*Work to be completed*.
Copy out, from the data, each line containing the string "could".

[Exercise inputs]

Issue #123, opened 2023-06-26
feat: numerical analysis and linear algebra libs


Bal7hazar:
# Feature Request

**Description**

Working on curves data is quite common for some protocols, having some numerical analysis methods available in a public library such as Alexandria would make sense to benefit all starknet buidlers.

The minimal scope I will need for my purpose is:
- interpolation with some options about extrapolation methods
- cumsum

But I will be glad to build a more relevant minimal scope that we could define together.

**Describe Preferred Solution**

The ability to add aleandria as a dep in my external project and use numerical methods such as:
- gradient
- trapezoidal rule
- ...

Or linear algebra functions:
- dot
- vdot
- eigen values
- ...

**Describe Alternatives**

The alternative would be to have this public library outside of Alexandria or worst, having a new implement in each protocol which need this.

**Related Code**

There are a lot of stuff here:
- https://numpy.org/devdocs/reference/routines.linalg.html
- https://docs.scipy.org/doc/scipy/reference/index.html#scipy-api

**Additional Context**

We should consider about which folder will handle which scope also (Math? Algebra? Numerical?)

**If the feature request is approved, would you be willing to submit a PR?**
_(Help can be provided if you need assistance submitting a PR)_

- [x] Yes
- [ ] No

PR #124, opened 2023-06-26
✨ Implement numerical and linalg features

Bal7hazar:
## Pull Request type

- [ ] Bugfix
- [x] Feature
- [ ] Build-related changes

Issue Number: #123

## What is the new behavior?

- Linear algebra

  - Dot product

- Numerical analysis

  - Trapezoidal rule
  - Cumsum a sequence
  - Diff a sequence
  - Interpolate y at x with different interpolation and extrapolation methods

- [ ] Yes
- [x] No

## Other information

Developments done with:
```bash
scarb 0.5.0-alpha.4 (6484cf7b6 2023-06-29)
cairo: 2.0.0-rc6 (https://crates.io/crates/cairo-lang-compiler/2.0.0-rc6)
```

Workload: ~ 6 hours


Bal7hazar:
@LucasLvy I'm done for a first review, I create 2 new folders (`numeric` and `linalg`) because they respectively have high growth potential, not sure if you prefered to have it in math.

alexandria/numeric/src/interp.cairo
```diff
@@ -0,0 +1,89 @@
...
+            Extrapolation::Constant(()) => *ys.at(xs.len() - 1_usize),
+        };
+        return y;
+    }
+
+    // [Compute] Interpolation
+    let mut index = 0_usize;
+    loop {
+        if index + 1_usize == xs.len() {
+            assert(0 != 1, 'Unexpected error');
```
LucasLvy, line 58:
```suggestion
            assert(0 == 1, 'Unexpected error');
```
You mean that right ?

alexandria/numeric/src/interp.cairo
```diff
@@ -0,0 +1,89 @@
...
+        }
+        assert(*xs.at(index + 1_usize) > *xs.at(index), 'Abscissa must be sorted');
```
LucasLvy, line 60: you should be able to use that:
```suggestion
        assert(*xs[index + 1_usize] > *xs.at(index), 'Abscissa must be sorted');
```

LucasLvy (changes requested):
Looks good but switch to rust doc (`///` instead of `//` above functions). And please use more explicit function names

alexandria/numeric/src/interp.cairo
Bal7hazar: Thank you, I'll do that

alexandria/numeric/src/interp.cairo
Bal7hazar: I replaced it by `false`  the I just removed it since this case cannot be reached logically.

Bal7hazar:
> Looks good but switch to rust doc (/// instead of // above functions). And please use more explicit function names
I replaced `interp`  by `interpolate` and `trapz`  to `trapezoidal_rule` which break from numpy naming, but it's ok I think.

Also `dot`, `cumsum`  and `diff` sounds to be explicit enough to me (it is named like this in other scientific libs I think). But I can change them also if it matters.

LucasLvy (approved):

[/Exercise inputs]
[Exercise inputs]

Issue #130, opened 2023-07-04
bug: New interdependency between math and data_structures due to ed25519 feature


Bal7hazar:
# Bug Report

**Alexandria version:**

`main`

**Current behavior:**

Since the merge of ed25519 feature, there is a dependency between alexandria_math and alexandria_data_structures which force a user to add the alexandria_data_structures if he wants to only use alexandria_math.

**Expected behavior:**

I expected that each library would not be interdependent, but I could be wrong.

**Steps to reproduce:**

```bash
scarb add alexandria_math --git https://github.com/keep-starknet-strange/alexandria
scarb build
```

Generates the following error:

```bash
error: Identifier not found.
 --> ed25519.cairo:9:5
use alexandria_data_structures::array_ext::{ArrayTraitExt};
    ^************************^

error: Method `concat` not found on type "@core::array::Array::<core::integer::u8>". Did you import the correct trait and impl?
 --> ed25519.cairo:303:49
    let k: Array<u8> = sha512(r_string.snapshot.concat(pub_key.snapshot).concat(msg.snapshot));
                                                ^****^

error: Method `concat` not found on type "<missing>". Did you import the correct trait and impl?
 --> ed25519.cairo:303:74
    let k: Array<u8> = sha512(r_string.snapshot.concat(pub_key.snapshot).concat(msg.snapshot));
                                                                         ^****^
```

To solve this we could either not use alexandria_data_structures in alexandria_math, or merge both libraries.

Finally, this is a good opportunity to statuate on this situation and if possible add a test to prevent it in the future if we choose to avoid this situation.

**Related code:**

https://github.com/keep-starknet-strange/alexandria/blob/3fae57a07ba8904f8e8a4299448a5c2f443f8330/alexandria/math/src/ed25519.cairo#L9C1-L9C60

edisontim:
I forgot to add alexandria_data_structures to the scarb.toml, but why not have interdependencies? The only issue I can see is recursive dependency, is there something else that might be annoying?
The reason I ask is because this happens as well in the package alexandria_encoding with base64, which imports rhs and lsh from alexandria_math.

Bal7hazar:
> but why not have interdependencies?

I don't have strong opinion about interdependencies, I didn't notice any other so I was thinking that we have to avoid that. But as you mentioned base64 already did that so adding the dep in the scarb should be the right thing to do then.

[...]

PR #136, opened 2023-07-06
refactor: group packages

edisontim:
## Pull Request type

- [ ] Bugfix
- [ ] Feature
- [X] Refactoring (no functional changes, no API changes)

[/Exercise inputs]
[Exercise inputs]

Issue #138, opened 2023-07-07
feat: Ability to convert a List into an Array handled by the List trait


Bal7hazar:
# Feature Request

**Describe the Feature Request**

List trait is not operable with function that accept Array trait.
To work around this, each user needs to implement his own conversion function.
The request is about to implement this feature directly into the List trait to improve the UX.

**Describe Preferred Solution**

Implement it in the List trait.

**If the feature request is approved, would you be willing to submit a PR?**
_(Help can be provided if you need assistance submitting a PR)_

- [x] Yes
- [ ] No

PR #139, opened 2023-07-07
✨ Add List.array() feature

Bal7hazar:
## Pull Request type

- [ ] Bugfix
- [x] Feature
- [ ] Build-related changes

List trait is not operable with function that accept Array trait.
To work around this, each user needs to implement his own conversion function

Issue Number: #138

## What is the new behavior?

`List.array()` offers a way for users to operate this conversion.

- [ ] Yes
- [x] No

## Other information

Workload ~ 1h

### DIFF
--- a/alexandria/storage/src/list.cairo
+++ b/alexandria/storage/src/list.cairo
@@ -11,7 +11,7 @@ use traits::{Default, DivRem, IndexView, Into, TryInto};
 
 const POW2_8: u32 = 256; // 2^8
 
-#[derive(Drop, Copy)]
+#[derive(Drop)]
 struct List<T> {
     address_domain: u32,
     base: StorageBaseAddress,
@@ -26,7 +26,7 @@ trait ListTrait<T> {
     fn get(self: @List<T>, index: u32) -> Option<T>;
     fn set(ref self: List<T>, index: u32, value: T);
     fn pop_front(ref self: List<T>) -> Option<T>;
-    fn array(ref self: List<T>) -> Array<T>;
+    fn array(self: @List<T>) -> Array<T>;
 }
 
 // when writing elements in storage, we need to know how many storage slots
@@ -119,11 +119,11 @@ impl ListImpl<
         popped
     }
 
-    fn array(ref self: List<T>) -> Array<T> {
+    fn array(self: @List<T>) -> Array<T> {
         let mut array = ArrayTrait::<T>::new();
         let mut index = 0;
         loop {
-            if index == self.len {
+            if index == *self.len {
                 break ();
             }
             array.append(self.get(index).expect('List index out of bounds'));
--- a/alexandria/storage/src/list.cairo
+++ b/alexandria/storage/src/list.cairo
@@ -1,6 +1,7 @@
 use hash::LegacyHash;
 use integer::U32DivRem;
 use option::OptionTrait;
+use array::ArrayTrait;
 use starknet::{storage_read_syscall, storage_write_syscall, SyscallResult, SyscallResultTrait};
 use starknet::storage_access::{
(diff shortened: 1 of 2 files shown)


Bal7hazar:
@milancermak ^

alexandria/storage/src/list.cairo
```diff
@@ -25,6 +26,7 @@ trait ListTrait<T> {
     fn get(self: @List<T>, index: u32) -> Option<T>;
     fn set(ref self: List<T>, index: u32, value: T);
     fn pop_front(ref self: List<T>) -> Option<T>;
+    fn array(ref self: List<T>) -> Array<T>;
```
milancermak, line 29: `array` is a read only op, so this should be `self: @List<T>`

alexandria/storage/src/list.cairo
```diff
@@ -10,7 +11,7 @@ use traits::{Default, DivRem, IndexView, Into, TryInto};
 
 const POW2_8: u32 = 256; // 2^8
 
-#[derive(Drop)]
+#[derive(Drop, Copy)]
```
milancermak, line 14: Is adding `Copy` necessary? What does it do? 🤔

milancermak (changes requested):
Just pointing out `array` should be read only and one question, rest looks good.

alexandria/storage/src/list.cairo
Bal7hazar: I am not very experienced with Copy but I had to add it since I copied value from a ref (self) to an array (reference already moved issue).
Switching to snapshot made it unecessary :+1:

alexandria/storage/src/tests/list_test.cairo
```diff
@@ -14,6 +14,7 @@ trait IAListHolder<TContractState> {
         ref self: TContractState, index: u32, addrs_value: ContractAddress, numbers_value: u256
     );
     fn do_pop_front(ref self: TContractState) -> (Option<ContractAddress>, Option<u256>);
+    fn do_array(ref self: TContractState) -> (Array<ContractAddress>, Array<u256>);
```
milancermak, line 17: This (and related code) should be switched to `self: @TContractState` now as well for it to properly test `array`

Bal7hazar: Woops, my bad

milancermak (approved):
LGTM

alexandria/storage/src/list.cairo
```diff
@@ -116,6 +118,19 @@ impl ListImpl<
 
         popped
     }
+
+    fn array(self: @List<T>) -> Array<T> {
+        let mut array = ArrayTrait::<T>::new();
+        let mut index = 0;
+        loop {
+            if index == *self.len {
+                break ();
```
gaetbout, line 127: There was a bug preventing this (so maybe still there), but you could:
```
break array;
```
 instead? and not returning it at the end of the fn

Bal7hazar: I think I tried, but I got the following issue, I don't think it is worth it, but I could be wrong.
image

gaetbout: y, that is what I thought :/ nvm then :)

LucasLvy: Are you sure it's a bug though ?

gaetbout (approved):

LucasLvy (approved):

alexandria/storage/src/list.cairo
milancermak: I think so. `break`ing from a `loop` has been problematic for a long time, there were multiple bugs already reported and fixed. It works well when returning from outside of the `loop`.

[/Exercise inputs]

*Solution to this task*.
But I will be glad to build a more relevant minimal scope that we could define together.
I expected that each library would not be interdependent, but I could be wrong.
To solve this we could either not use alexandria_data_structures in alexandria_math, or merge both libraries.
gaetbout, line 127: There was a bug preventing this (so maybe still there), but you could:
Bal7hazar: I think I tried, but I got the following issue, I don't think it is worth it, but I could be wrong.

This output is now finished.